_WORK ORDER_
Please count the lines in the entries below that include the word "this", and give only the number.

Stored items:
PR #18482, opened 2020-12-03
dev-python/pybtex: Bump to 0.23.0

WPettersson:
Includes change of testing dependency from nose to pytest

Package-Manager: Portage-3.0.11, Repoman-3.0.1


WPettersson:
Oops, this QA issue was caused by me fat-fingering and removing python3_6 from python targets, somehow. Pushing new commit without that now.

juippis (commented):
Please split adding and removing ebuilds into their separate own commits. So this should be 2 commits if you want to remove 0.22.2 version.

juippis (approved):

PR #18490, opened 2020-12-03
net-libs/webkit-gtk add minibrowser use flag

nkichukov:
fixes: https://bugs.gentoo.org/758299


leio:
Thanks, I've added it to USE=examples instead together with some important fixes in a revbump

PR #18496, opened 2020-12-04
app-editors/vim: do not create symlink vimdiff for minimal

dongsupark:
A symlink `vimdiff` should not be created, if the USE flag `minimal` is enabled.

_EXERCISE ANSWER_
2